Without elaboration this seems like a distinction without a difference. Any "style" or "artistry" implies a type of technique used to achieve that "style" or "artistry."


----------



## Guest (Aug 28, 2019)

Eva Yojimbo said:


> Without elaboration this seems like a distinction without a difference. Any "style" or "artistry" implies a type of technique used to achieve that "style" or "artistry."


I don't agree. There are any number of Michael Jackson imitators that are basically indistinguishable from Michael Jackson.* They have the technique, but they did not invent the unmistakable style of singing that Michael Jackson developed.

*(People still debate whether the musical performance on an early Simpson's episode was Michael Jackson or a double. The producers claim that Michael Jackson himself recorded the dialog, but that he brought in a double to perform the singing in the episode.)


----------



## Eva Yojimbo (Jan 30, 2016)

Baron Scarpia said:


> I don't agree. There are any number of Michael Jackson imitators that are basically indistinguishable from Michael Jackson.* They have the technique, but they did not invent the unmistakable style of singing that Michael Jackson developed.
> 
> *(People still debate whether the musical performance on an early Simpson's episode was Michael Jackson or a double. The producers claim that Michael Jackson himself recorded the dialog, but that he brought in a double to perform the singing in the episode.)

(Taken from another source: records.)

Issue #3142, opened 2021-06-09
Unskip tests with Future version pandas


Rubtsowa:
Currently we have problem with tests: test___repr__ - https://github.com/modin-project/modin/blob/master/modin/pandas/test/test_series.py#L501 , test_dtype_empty - https://github.com/modin-project/modin/blob/master/modin/pandas/test/test_series.py#L1539 . 

I found this problem when I was working on #2164.  

These tests creating empty Series. Modin have default type for Series ``object``. But currently Pandas have default type for Series ``float64``. Therefore now tests failed. 

Currently version pandas have next DeprecationWarning:
`` DeprecationWarning: The default dtype for empty Series will be 'object' instead of 'float64' in a future version. Specify a dtype explicitly to silence this warning.``

More details about this you can see here: https://pandas.pydata.org/pandas-docs/stable/whatsnew/v1.0.0.html

Therefore tests will be passed after new version Pandas.

YarShev:
@Rubtsowa , I am not sure that I understand the issue. Example:

```python
import pandas
import modin.pandas as pd
ps = pandas.Series()
Series([], dtype: float64)
ms = pd.Series()
Series([], dtype: float64)
ps.dtypes == ms.dtypes
True
```
Can you elaborate?

Related to #3141 .

YarShev:
@Rubtsowa , what pandas version do you have installed?

Rubtsowa:
@YarShev 1.2.4

Rubtsowa:
This problem occurs when we call dtype. Because the dtype is assigned internally from an empty DataFrame.

YarShev:
[42078](https://github.com/pandas-dev/pandas/issues/42078)

Garra1980:
so what is the plan here then?

Garra1980:
We need to wait Pandas 2.0 for test unskipping

RehanSD:
Hi @Garra1980 @dchigarev @YarShev has this issue been resolved?

anmyachev:
Fixed in https://github.com/modin-project/modin/pull/5995.

PR #3212, opened 2021-07-02
TEST-#3214: Add test for df/series.index after PandasFrame.to_pandas is called

### LINKED ISSUE #3214: Add test for df/series.index after PandasFrame.to_pandas is called
Function `PandasFrame.to_pandas` was fixed in #3141 but test wasn't added.

Rubtsowa:

## What do these changes do?

- [x] passes `flake8 modin`
- [x] Resolves #3214  
- [x] tests added and passing

### DIFF
--- a/modin/pandas/test/test_general.py
+++ b/modin/pandas/test/test_general.py
@@ -674,9 +674,10 @@ def test_to_numeric(data, errors, downcast):
     df_equals(modin_result, pandas_result)
 
 
-def test_to_pandas_indices():
-    data = test_data_values[0]
-
+@pytest.mark.parametrize(
+    "data", [test_data_values[0], []], ids=["test_data_values[0]", "[]"]
+)
+def test_to_pandas_indices(data):
     md_df = pd.DataFrame(data)
     index = pandas.MultiIndex.from_tuples(
         [(i, i * 2) for i in np.arange(len(md_df) + 1)], names=["A", "B"]
--- a/modin/pandas/test/test_series.py
+++ b/modin/pandas/test/test_series.py
@@ -506,6 +506,7 @@ def test___repr__(name, dt_index, data):
         # TODO: Remove this when default `dtype` of empty Series will be `object` in pandas (see #3142).
         assert modin_series.dtype == np.object
         assert pandas_series.dtype == np.float64
+        df_equals(modin_series.index, pandas_series.index)
     else:
         assert repr(modin_series) == repr(pandas_series)
 


modin/pandas/test/test_series.py
```diff
@@ -1905,6 +1905,30 @@ def test_index(data):
...
+@pytest.mark.parametrize("name", ["Dates", None])
+@pytest.mark.parametrize(
+    "dt_index", [True, False], ids=["dt_index_true", "dt_index_false"]
+)
+@pytest.mark.parametrize(
+    "data",
+    [*test_data_values, "empty"],
+    ids=[*test_data_keys, "empty"],
+)
+def test_index_dtype(name, dt_index, data):
```
YarShev, line 1917: Why did you copy `test___repr` to test the case? You only needed to add the line `df_equals(modin_series.index, pandas_series.index)` after that line because the issue persisted for BaseOnPython only. https://github.com/modin-project/modin/blob/c6393b54639b75ad38f028ba06c6eb1e43bfb790/modin/pandas/test/test_series.py#L508

Also, create an issue for this PR, please.

Rubtsowa: @YarShev We have issue about default dtypes: https://github.com/modin-project/modin/issues/3142

YarShev: I know. We follow the following practice: for each PR should be created an issue to be resolved.

Rubtsowa: @YarShev Thanks!

modin/pandas/test/test_series.py
```diff
@@ -509,6 +509,8 @@ def test___repr__(name, dt_index, data):
     else:
         assert repr(modin_series) == repr(pandas_series)
 
+    df_equals(modin_series.index, pandas_series.index)
```
prutskov, line 512: Why do we add this check? Original plan was in adding check on equality of `df.index` and `df._query_compiler.to_pandas().index`, described here https://github.com/modin-project/modin/pull/3141#issuecomment-872258328

YarShev: @Rubtsowa , this check should go right after 508 line as I specified [here](https://github.com/modin-project/modin/pull/3212#discussion_r663693092) because to create an empty DF `to_pandas` is called for BaseOnPython only.
@prutskov , this check covers that case.

prutskov: This check doesn't cover that case for the other backends, because original issue was in missing correct index of pandas DataFrame after `PandasFrame.to_pandas()` method. The other backends hided `to_pandas` issue, because `df.index` don't provoke call of `to_pandas` underneath.

YarShev: The issue was related to `to_pandas`. We need to verify that Modin Dataframe index after `to_pandas` call is equal to pandas Dataframe index. The call `modin_df._query_compiler.to_pandas().index` for each backend is the same if we call `df.index` for `BaseOnPython` since `to_pandas` is called underneath.

prutskov: I agree with you, that "The call `modin_df._query_compiler.to_pandas().index` for each backend is the same if we call `df.index` for `BaseOnPython` for empty frames since the same `to_pandas` is called underneath." My suggestion is mainly directed at highlighting this issue for other backends.

YarShev: Okay, let's add the test. @Rubtsowa, can you do it, please?

YarShev: Also, fix your commit message (remove spaces in "TEST - #3214").

modin/pandas/test/test_general.py
```diff
@@ -690,6 +690,8 @@ def test_to_pandas_indices():
 
     pd_df = md_df._to_pandas()
 
+    df_equals(md_df.index, md_df._query_compiler.to_pandas().index)
```
YarShev, line 693: This check doesn't test our case because md_df is not empty. We should add a parameter named `data`, which would have two values (`test_data_values[0]` and `[]`, to this test. After that you can remove this line and leave the body of the test as it is.

YarShev (approved):
@Rubtsowa , thanks, LGTM!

I'm still not sure what you're arguing here. How do you achieve a "style" without technique? Almost everything you do (or don't do) in music is dependent upon technique, which is literally how you're doing it. There may be a few differences that exist for natural reasons, like the differences in people's natural vocal tones, but even then tone can be radically changed via technique.


----------



## Captainnumber36 (Jan 19, 2017)

Now it seems we are just debating semantics which is never the most interesting of conversations.


----------



## Strange Magic (Sep 14, 2015)

It may be that the terms "technique", "style", "artistry" all imply an intent to sing in a manner other than just opening one's mouth and singing in one's "natural" voice as one would be singing "Happy Birthday to You". Someone like Phil Ochs--to pull a name out of the air who was an early contemporary of Dylan, might be one such who just sang. Some flamenco singers, perhaps most, when I think about it, just sing (Rafael Romero, for instance).


----------



## Open Book (Aug 14, 2018)

Strange Magic said:


> It may be that the terms "technique", "style", "artistry" all imply an intent to sing in a manner other than just opening one's mouth and singing in one's "natural" voice as one would be singing "Happy Birthday to You". Someone like Phil Ochs--to pull a name out of the air who was an early contemporary of Dylan, might be one such who just sang. Some flamenco singers, perhaps most, when I think about it, just sing (Rafael Romero, for instance).


But technique is considered to have the intent of producing a pure and beautiful tone (or volume or whatever), bringing out one's best voice, while artistry is more in the service of communication and finding a unique character and personality.


----------



## Strange Magic (Sep 14, 2015)

Open Book said:


> But technique is considered to have the intent of producing a pure and beautiful tone (or volume or whatever), bringing out one's best voice, while artistry is more in the service of communication and finding a unique character and personality.


You may indeed be correct. But my distinction was about initial intent--for whatever reason, in pursuit of whatever goal(s)--versus "just singing".


----------



## Captainnumber36 (Jan 19, 2017)

Open Book said:


> But technique is considered to have the intent of producing a pure and beautiful tone (or volume or whatever), bringing out one's best voice, while artistry is more in the service of communication and finding a unique character and personality.


I agree.


----------



## Captainnumber36 (Jan 19, 2017)

I think we all know what is meant by "proper technique".


----------



## Strange Magic (Sep 14, 2015)

Captainnumber36 said:


> I think we all know what is meant by "proper technique".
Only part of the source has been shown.